Lastly, Lechleiter asserts that “private insurers and patients tend to control costs by insisting on value -- forcing companies to demonstrate how the effectiveness or broader savings generated by their product justifies its price.” If this were true, pharmaceutical product life cycle management would be ineffective and healthcare inflation would be well controlled. As I wrote in “GM and UAW Retiring Viagra and Nexium”, private insurers have no incentives to either seek value or manage costs.
Just as the private insurance industry is realizing they cannot survive by simply rejecting any customer that might incur medical expense, big pharma also must come to terms with the fact that innovation cannot exist in a vacuum without the gravity of cost. Only the government has the resources and motivation to determine cost effectiveness. Is one month of life worth $10K, $20K, $30K or $100K?
Don’t let the pharmaceutical industry scare you into believing cost effectiveness will bring rationing. Rationing exists now. When high cost medicines are included in insurance policies, consumers are rationed out by the price of insurance.
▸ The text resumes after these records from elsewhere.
PR #51, opened 2018-11-13
Add VMs and OrchestrationStacks for AWS refresh

agrare:
Adds models for Vms and OrchestrationStacks for AWS inventory.

I left out a `:template` from the vms table with the theory that we'll have separate tables for vms and templates.

### DIFF
--- a/db/migrate/20181113182615_add_vms_table.rb
+++ b/db/migrate/20181113182615_add_vms_table.rb
@@ -5,7 +5,7 @@ class AddVmsTable < ActiveRecord::Migration[5.1]
       t.references :source, :type => :bigint, :index => true, :null => false, :foreign_key => {:on_delete => :cascade}
 
       t.string :source_ref
-      t.string :uuid
+      t.string :uid_ems
       t.string :name
       t.string :hostname
       t.string :description
@@ -26,7 +26,7 @@ class AddVmsTable < ActiveRecord::Migration[5.1]
 
       t.index [:source_id, :source_ref], :unique => true
       t.index :archived_on
-      t.index :uuid
+      t.index :uid_ems
     end
   end
 end
--- a/db/migrate/20181113182615_add_vms_table.rb
+++ b/db/migrate/20181113182615_add_vms_table.rb
@@ -13,6 +13,8 @@ class AddVmsTable < ActiveRecord::Migration[5.1]
       t.bigint :cpus
       t.bigint :memory
 
+      t.jsonb :extra
+
       t.datetime :resource_timestamp
       t.jsonb    :resource_timestamps, default: {}
       t.datetime :resource_timestamps_max
--- a/db/migrate/20181113182615_add_vms_table.rb
+++ b/db/migrate/20181113182615_add_vms_table.rb
@@ -1,0 +1,26 @@
+class AddVmsTable < ActiveRecord::Migration[5.1]
+  def change
+    create_table :vms do |t|
+      t.references :tenant, :type => :bigint, :index => true, :null => false, :foreign_key => {:on_delete => :cascade}
+      t.references :source, :type => :bigint, :index => true, :null => false, :foreign_key => {:on_delete => :cascade}
+
+      t.string :source_ref
+      t.string :uuid
+      t.string :vendor
+      t.string :name
+      t.string :hostname
+      t.string :description
+      t.string :power_state
+      t.bigint :cpus
+      t.bigint :memory
+
+      t.timestamps
+      t.datetime :archived_at
+      t.datetime :source_created_at
+      t.datetime :source_deleted_at
+
+      t.index [:source_id, :source_ref], :unique => true
+      t.index :archived_at
+    end
+  end
+end
--- a/db/migrate/20181113182615_add_vms_table.rb
+++ b/db/migrate/20181113182615_add_vms_table.rb
@@ -14,6 +14,10 @@ class AddVmsTable < ActiveRecord::Migration[5.1]
       t.bigint :cpus
       t.bigint :memory
 
+      t.datetime :resource_timestamp
+      t.jsonb    :resource_timestamps, default: {}
+      t.datetime :resource_timestamps_max
+
       t.timestamps
       t.datetime :archived_at
       t.datetime :source_created_at
--- a/db/migrate/20181113182615_add_vms_table.rb
+++ b/db/migrate/20181113182615_add_vms_table.rb
@@ -6,7 +6,6 @@ class AddVmsTable < ActiveRecord::Migration[5.1]
 
       t.string :source_ref
       t.string :uuid
-      t.string :vendor
       t.string :name
       t.string :hostname
       t.string :description
--- a/db/migrate/20181113182615_add_vms_table.rb
+++ b/db/migrate/20181113182615_add_vms_table.rb
@@ -26,6 +26,7 @@ class AddVmsTable < ActiveRecord::Migration[5.1]
 
       t.index [:source_id, :source_ref], :unique => true
       t.index :archived_on
+      t.index :uuid
     end
   end
 end
--- a/db/migrate/20181113182615_add_vms_table.rb
+++ b/db/migrate/20181113182615_add_vms_table.rb
@@ -20,12 +20,12 @@ class AddVmsTable < ActiveRecord::Migration[5.1]
       t.datetime :resource_timestamps_max
 
       t.timestamps
-      t.datetime :archived_at
+      t.datetime :archived_on
       t.datetime :source_created_at
       t.datetime :source_deleted_at
 
       t.index [:source_id, :source_ref], :unique => true
-      t.index :archived_at
+      t.index :archived_on
     end
   end
 end
--- a/db/migrate/20181113190507_add_orchestration_stacks.rb
+++ b/db/migrate/20181113190507_add_orchestration_stacks.rb
@@ -13,12 +13,12 @@ class AddOrchestrationStacks < ActiveRecord::Migration[5.1]
       t.datetime :resource_timestamps_max
 
       t.timestamps
-      t.datetime :archived_at
+      t.datetime :archived_on
       t.datetime :source_created_at
       t.datetime :source_deleted_at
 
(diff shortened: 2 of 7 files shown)


db/migrate/20181113182615_add_vms_table.rb
```diff
@@ -0,0 +1,26 @@
...
+      t.bigint :cpus
+      t.bigint :memory
+
+      t.timestamps
+      t.datetime :archived_at
+      t.datetime :source_created_at
+      t.datetime :source_deleted_at
+
+      t.index [:source_id, :source_ref], :unique => true
+      t.index :archived_at
```
Ladas: should be ```archived_on```

db/migrate/20181113182615_add_vms_table.rb
```diff
@@ -0,0 +1,26 @@
...
+      t.string :hostname
+      t.string :description
+      t.string :power_state
+      t.bigint :cpus
+      t.bigint :memory
+
+      t.timestamps
+      t.datetime :archived_at
+      t.datetime :source_created_at
+      t.datetime :source_deleted_at
```
Ladas: and lets also add 
```
t.datetime "resource_timestamp"
t.jsonb "resource_timestamps", default: {}
t.datetime "resource_timestamps_max"
```

db/migrate/20181113182615_add_vms_table.rb
```diff
@@ -0,0 +1,26 @@
...
+      t.references :source, :type => :bigint, :index => true, :null => false, :foreign_key => {:on_delete => :cascade}
+
+      t.string :source_ref
+      t.string :uuid
+      t.string :vendor
+      t.string :name
+      t.string :hostname
+      t.string :description
+      t.string :power_state
+      t.bigint :cpus
```
Ladas: is this enough? I think we also have :virtual_cpus and :sockets?

db/migrate/20181113182615_add_vms_table.rb
```diff
@@ -0,0 +1,26 @@
+class AddVmsTable < ActiveRecord::Migration[5.1]
+  def change
+    create_table :vms do |t|
+      t.references :tenant, :type => :bigint, :index => true, :null => false, :foreign_key => {:on_delete => :cascade}
+      t.references :source, :type => :bigint, :index => true, :null => false, :foreign_key => {:on_delete => :cascade}
+
+      t.string :source_ref
+      t.string :uuid
+      t.string :vendor
```
Ladas: isn't the source_type same thing as :vendor?

db/migrate/20181113182615_add_vms_table.rb
```diff
@@ -0,0 +1,26 @@
+class AddVmsTable < ActiveRecord::Migration[5.1]
+  def change
+    create_table :vms do |t|
+      t.references :tenant, :type => :bigint, :index => true, :null => false, :foreign_key => {:on_delete => :cascade}
+      t.references :source, :type => :bigint, :index => true, :null => false, :foreign_key => {:on_delete => :cascade}
+
+      t.string :source_ref
+      t.string :uuid
```
Ladas: will this be external_uuid or internal?

db/migrate/20181113190507_add_orchestration_stacks.rb
```diff
@@ -0,0 +1,22 @@
+class AddOrchestrationStacks < ActiveRecord::Migration[5.1]
+  def change
+    create_table :orchestration_stacks do |t|
+      t.references :tenant, :type => :bigint, :index => true, :null => false, :foreign_key => {:on_delete => :cascade}
+      t.references :source, :type => :bigint, :index => true, :null => false, :foreign_key => {:on_delete => :cascade}
```
Ladas: we should also have ```parent_orchestration_id```

I think references won't allow you to add it with renamed column, so you'll need to add the column and index manually and:

```
add_foreign_key :orchestration_stacks, :orchestration_stacks, on_delete: :cascade, column: 'parent_orchestration_stack_id'
```

db/migrate/20181113190507_add_orchestration_stacks.rb
```diff
@@ -0,0 +1,22 @@
...
+      t.string :name
+      t.string :description
+
+      t.timestamps
+      t.datetime :archived_at
+      t.datetime :source_created_at
+      t.datetime :source_deleted_at
+
+      t.index [:source_id, :source_ref], :unique => true
+      t.index :archived_at
```
Ladas: also :archived_on

db/migrate/20181113190507_add_orchestration_stacks.rb
```diff
@@ -0,0 +1,22 @@
...
+    end
+
+    add_reference :vms, :orchestration_stack, :index => true, :foreign_key => {:on_delete => :nullify}
```
Ladas: I think we'll want this on :orchestration_stack_resource, since it's the resource that maps relation to other entity. And I am not sure what'll be the best here, since resource can tie to any model in the system. Will we want foreign_key per each? (if we'd go with generic object, maybe it's not that bad) or would we go with N:M table with polymorphic relation? (but then we can't do foreign_key constraint)

db/migrate/20181113182615_add_vms_table.rb
agrare: Yeah I saw that on the other models and I think we should change them to archived_at.  Every other timestamp is `_at`:
`created_at`, `updated_at`, `source_created_at`, and `source_deleted_at`

db/migrate/20181113182615_add_vms_table.rb
agrare: External, thinking the replacement for uid_ems.  Might just call it uid_ems, trying to keep the naming closer to MIQ than we've been doing.

db/migrate/20181113182615_add_vms_table.rb
agrare: yeah good point

db/migrate/20181113182615_add_vms_table.rb
agrare: Yeah I figured that is mostly an infra vm thing and we could put in the extra jsonb (which I should add)

agrare: Okay added a jsonb extra column

db/migrate/20181113190507_add_orchestration_stacks.rb
agrare: Is that for a parent stack or a polymorphic belongs_to resource?

db/migrate/20181113190507_add_orchestration_stacks.rb
agrare: Hm okay is that different than MIQ then?  MIQ a vm belongs_to orchestration_stack

db/migrate/20181113190507_add_orchestration_stacks.rb
Ladas: that would be for the parent stack

db/migrate/20181113190507_add_orchestration_stacks.rb
Ladas: ah, ok, I was looking at this the other way around.

Ok, we can probably keep it this way

db/migrate/20181113182615_add_vms_table.rb
Ladas: right, we've talked about this. Ok I am fine with :uid_ems, or :external_uuid

We might have cases where compose ems_ref from multiple attributes though, so maybe this could just be in :extra column?

agrare: I think we'll use this for cross-linking right?  I can name it uid_ems but I think having it separate is a good idea since this is a common concept.

db/migrate/20181113190507_add_orchestration_stacks.rb
agrare: I don't see this on MIQ so I'll leave it out and we can revisit in a future PR if we need it

agrare:
@bdunne can you take a look?

db/migrate/20181113182615_add_vms_table.rb
```diff
@@ -0,0 +1,32 @@
...
+    create_table :vms do |t|
+      t.references :tenant, :type => :bigint, :index => true, :null => false, :foreign_key => {:on_delete => :cascade}
+      t.references :source, :type => :bigint, :index => true, :null => false, :foreign_key => {:on_delete => :cascade}
+
+      t.string :source_ref
+      t.string :uid_ems
+      t.string :name
+      t.string :hostname
+      t.string :description
+      t.string :power_state
```
bdunne: Do we also need `raw_power_state`?

db/migrate/20181113182615_add_vms_table.rb
```diff
@@ -0,0 +1,32 @@
+class AddVmsTable < ActiveRecord::Migration[5.1]
+  def change
+    create_table :vms do |t|
+      t.references :tenant, :type => :bigint, :index => true, :null => false, :foreign_key => {:on_delete => :cascade}
+      t.references :source, :type => :bigint, :index => true, :null => false, :foreign_key => {:on_delete => :cascade}
+
+      t.string :source_ref
+      t.string :uid_ems
```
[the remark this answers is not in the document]
agrare: I'm trying to keep the column names the same as MIQ :)

db/migrate/20181113182615_add_vms_table.rb
agrare: Yeah I left that out because that sounds like something the parser should just set correctly, I don't know why we have both columns

bdunne: According to https://github.com/ManageIQ/manageiq/pull/481 it seems the action to take on the VM is determined by the power state from the provider.

agrare: Looks like that is something that could use the `:extra` column on a per-provider basis e.g. openstack could store its raw_power_state there but we should never need to know that at the normalized level.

Only the government can provide an effectiveness basis for rationing. I know this will impact pharmaceutical industry profitability, but they must adapt. The industry will only create value if they have to.
The government subsidizing private insurance will only increase the profits of both the insurers and drug companies, with no real cost containment. Lechleiter just wants more customers while maintaining the status quo. Lilly is joining Merck (MRK), Pfizer (PFE) and UnitedHealth Group (UNH) with their heads in the sand.
Disclosure: Author is long PFE and VICL.